→ **What to work on**
Write out the entries below exactly. End with the line that contains "This one adds".

Stored data:
== Segment start ==

PR #20638, opened 2025-02-09
[Routing] Add Attribute code examples for alias in `#[Route]` attribute

### LINKED ISSUE #20600: [Routing] Allow aliases in `#[Route]` attribute
| Q            | A
| ------------ | ---
| Feature PR   | symfony/symfony#58819
| PR author(s) | @damienfern
| Merged in    | 7.3

Thank you! :smiley:

welcoMattic:
Fixes #20600

This one adds code examples to alias route in `#[Route]` attribute. It also add example using `DeprecatedAlias`.

I've also added a note to precise `new_route_name` and `original_route_name` meaning, to avoid misunderstanding.

cc @damienfern

### DIFF
--- a/routing.rst
+++ b/routing.rst
@@ -1340,6 +1340,23 @@ have been renamed. Let's say you have a route called ``product_show``:
 
 .. configuration-block::
 
+    .. code-block:: php-attributes
+
+        // src/Controller/ProductController.php
+        namespace App\Controller;
+
+        use Symfony\Component\HttpFoundation\Response;
+        use Symfony\Component\Routing\Attribute\Route;
+
+        class ProductController
+        {
+            #[Route('/product/{id}', name: 'product_show')]
+            public function show(): Response
+            {
+                // ...
+            }
+        }
+
     .. code-block:: yaml
 
         # config/routes.yaml
@@ -1375,6 +1392,25 @@ that acts exactly the same as ``product_show``.
 Instead of duplicating the original route, you can create an alias for it.
 
 .. configuration-block::
+
+    .. code-block:: php-attributes
+
+        // src/Controller/ProductController.php
+        namespace App\Controller;
+
+        use Symfony\Component\HttpFoundation\Response;
+        use Symfony\Component\Routing\Attribute\Route;
+
+        class ProductController
+        {
+            // "alias" named argument indicates the name of the alias you want to create.
+            // The alias will point to the actual route "product_show"
+            #[Route('/product/{id}', name: 'product_show', alias: ['product_details'])]
+            public function show(): Response
+            {
+                // ...
+            }
+        }
 
     .. code-block:: yaml
 
@@ -1416,6 +1452,15 @@ Instead of duplicating the original route, you can create an alias for it.
 In this example, both ``product_show`` and ``product_details`` routes can
 be used in the application and will produce the same result.
 
+.. note::
+
+    Using non-attributes formats (YAML, XML and PHP) is the only way
+    to define an alias pointing to a route that you don't own.
+
+    So that you can use your own route name for URL generation,
+    while actually using a route defined by a third-party bundle as the target of that URL generation,
+    as the 2 definitions are not required to be in the same config file (or even in the same format).
+
 .. _routing-alias-deprecation:
 
 Deprecating Route Aliases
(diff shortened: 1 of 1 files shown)


routing.rst
```diff
@@ -1349,6 +1373,44 @@ you decided not to maintain it anymore), you can deprecate its definition:
...
+        use Symfony\Component\HttpFoundation\Response;
+        use Symfony\Component\Routing\Attribute\Route;
+
+        class DefaultController extends AbstractController
+        {
+            // this outputs the following generic deprecation message:
+            // Since acme/package 1.2: The "new_route_name" route alias is deprecated. You should stop using it, as it will be removed in the future.
+            #[Route('/path',
+                name: 'new_route_name',
+                alias: new DeprecatedAlias('original_route_name', 'MyBundleFixture', '1.0')
```
damienfern:
```suggestion
                alias: new DeprecatedAlias(aliasName: 'original_route_name', package: 'MyBundleFixture', version: '1.0')
```

As Symfony requires at least PHP 8.2, let's use named parameters in all examples. What do you think ? :)

damienfern (changes requested):

welcoMattic:
@stof for review

I've fixed issues we talk about in private.

But, as we discussed, we need to make this Route Alias part of the documentation a bit clearer on lower branches. This PR documents the new way to create route aliases using Attributes (which differs from the way to do in YAML, XML and PHP, if I've understood correctly).

routing.rst
```diff
@@ -1307,8 +1307,34 @@ Route Aliasing
 
 Route alias allow you to have multiple name for the same route:
 
+.. note::
+
+    In next code examples in YAML, XML and PHP, ``original_route_name`` is an existing route,
+    ``new_route_name`` is a new route whose alias refers to ``original_route_name``.
+
+    In Attribute code example, ``original_route_name`` is NOT an existing route.
+    ``new_route_name`` is the new name of a route which was previously named ``original_route_name``.
```
dfernandes-wanadev, line 1316: I don't understand why the Attribute code example should differ from the others.

damienfern: I don't understand why the Attribute code example should differ from the others.

welcoMattic: @stof can you help us to clarify this point (based on our private discussion) please?

stof: @welcoMattic I would suggest doing *first* the PR cleaning the example in the older branch, to be able to use the same example in all formats. There is no reason to have separate examples, except that the existing examples are confusing.

The attribute equivalent of the existing example is `#[Route(name: 'original_route_name', alias: ['new_route_name'])]`. But the big confusion comes from those `new_*` and `original_*` prefixes in the example (which seem to imply a will to replace an old route by a new one and deprecating the old one, while it is not what it does).

the existing example about deprecations is even more confusing, because the name being deprecated is `new_route_name`. Its attribute version is `#[Route(name: 'original_route_name', alias: new DeprecatedAlias(aliasName: 'new_route_name', package: 'acme/package', version: '1.2'))]`

Spomky (approved):

welcoMattic:
@symfony/docs I reworked this PR to only add PHP Attribute code blocks about Route Aliasing and Deprecated Route Aliases. Your review is welcome 🙏 

Status: Needs review

stof (approved):

routing.rst
```diff
@@ -1376,6 +1393,25 @@ Instead of duplicating the original route, you can create an alias for it.
...
+        namespace App\Controller;
+
+        use Symfony\Component\HttpFoundation\Response;
+        use Symfony\Component\Routing\Attribute\Route;
+
+        class ProductController
+        {
+            // "alias" named argument refers to the name of the alias you want to create.
+            // The alias will point to the actual route "product_show"
+            #[Route('/product/{id}', name: 'product_show', alias: ['product_details'])]
```
OskarStark, line 1408: in the example down below (yaml), we have `product_show` to be the alias of `product_details`, while here it reads the other way around 🤔

welcoMattic: I'll try to resume here how the 2 features work (route aliasing, and deprecating route aliases):

In **Route Aliasing** chapter, we declare a new alias (named "product_details") for the "product_show" route, which stays the "real" route.

In **Deprecating Route Aliases** chapter, we switch routes: 
"product_details" become the "real" route, and "product_show" become the alias to let users be able to mark it as deprecated (in reality, Symfony allows to deprecate route aliases, not route themselves).

I agree that Attribute & other formats makes things hard to understand the same way:

- On Attribute side, the `alias` named argument accept the name of the alias.

- On YAML side, `alias` option accept the name of route to which the alias points.

This is actually my main source of headache 😄


This is how I get it after reading the code and the doc many times, but let me know if I'm wrong, it's totally possible.

OskarStark: I think it's right, I just wanted to make it clear again. Thanks for the detailed explanation 😍

OskarStark (approved):

routing.rst
stof: no. The Yaml example still defines a `product_show` route, not a `product_show` alias.

the difference is that the route attribute defines aliases inside the route attribute itself (which means this format is only possible when the alias is defined by the code defining the original route as well), as a separate `RouteAlias` would be even more weird (where do you put that attribute ?). In other formats, aliases are defined on their own (similar to the format of service aliases in DI config files btw), with the `alias` setting marking it as an alias rather than an actual route definition (trying to define both `alias` and `path` in Yaml would throw an exception).
Note that with non-attributes formats, you can define an alias pointing to a route that you don't own (so that you can use your own name for url generation, while actually using a route defined by a third-party bundle as the target of that url generation for instance), as the 2 definitions are not required to be in the same config file (or even in the same format)

stof: Maybe the Yaml and XML config files would be more self-discoverable if the setting had been named `alias_of` instead of `alias`, but renaming it is not worth the cost IMO.

welcoMattic: Thanks @stof for even more detailled explanation. I think we could improve again the documentation by mentioning:

> non-attributes formats, you can define an alias pointing to a route that you don't own (so that you can use your own name for url generation, while actually using a route defined by a third-party bundle as the target of that url generation for instance), as the 2 definitions are not required to be in the same config file (or even in the same format)

Which is the main difference point between Attribute and other formats.

routing.rst
```diff
@@ -1416,6 +1452,15 @@ Instead of duplicating the original route, you can create an alias for it.
...
 be used in the application and will produce the same result.
 
+.. note::
+
+    Using non-attributes formats (YAML, XML and PHP) is the only way
+    to define an alias pointing to a route that you don't own.
+
+    So that you can use your own route name for URL generation,
+    while actually using a route defined by a third-party bundle as the target of that URL generation,
+    as the 2 definitions are not required to be in the same config file (or even in the same format).
```
welcoMattic, line 1462: @OskarStark @stof I've added this side note, is it ok for you?

javiereguiluz:
Merged! Thanks Mathieu.

I added the `versionadded` directive while merging.

PR #20652, opened 2025-02-13
[Translation] Explain how translation messages are merged among bundles

mpdude:
This adds a detail about how messages are merged when more than one bundle provides a translation for a single message key.


javiereguiluz:
Thanks Matthias ... and sorry it took us so long to merge this.

PR #20665, opened 2025-02-18
[DependencyInjection] Compiler pass bundle example does not implement `CompilerPassInterface`

jennevdmeer:
Not much more to add.

https://github.com/symfony/symfony-docs/blob/8b5773b8a66330cc6ddba546e5aabfc5d7645d51/service_container/compiler_passes.rst?plain=1#L70-L86

It adds the import/implements to this part.


javiereguiluz:
Good catch, thanks Jenne.

PR #20666, opened 2025-02-18
[Cache] Make tag aware config examples consistent

mbabker:
The config examples for the tag aware cache config between formats wasn't consistent, so this PR gets them all to be roughly similar.


OskarStark (approved):

javiereguiluz:
Thanks Michael!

== Segment end ==

→ **Exercise answer**
PR #20638, opened 2025-02-09
[Routing] Add Attribute code examples for alias in `#[Route]` attribute

### LINKED ISSUE #20600: [Routing] Allow aliases in `#[Route]` attribute
| Q            | A
| ------------ | ---
| Feature PR   | symfony/symfony#58819
| PR author(s) | @damienfern
| Merged in    | 7.3

Thank you! :smiley:

welcoMattic:
Fixes #20600

This one adds code examples to alias route in `#[Route]` attribute. It also add example using `DeprecatedAlias`.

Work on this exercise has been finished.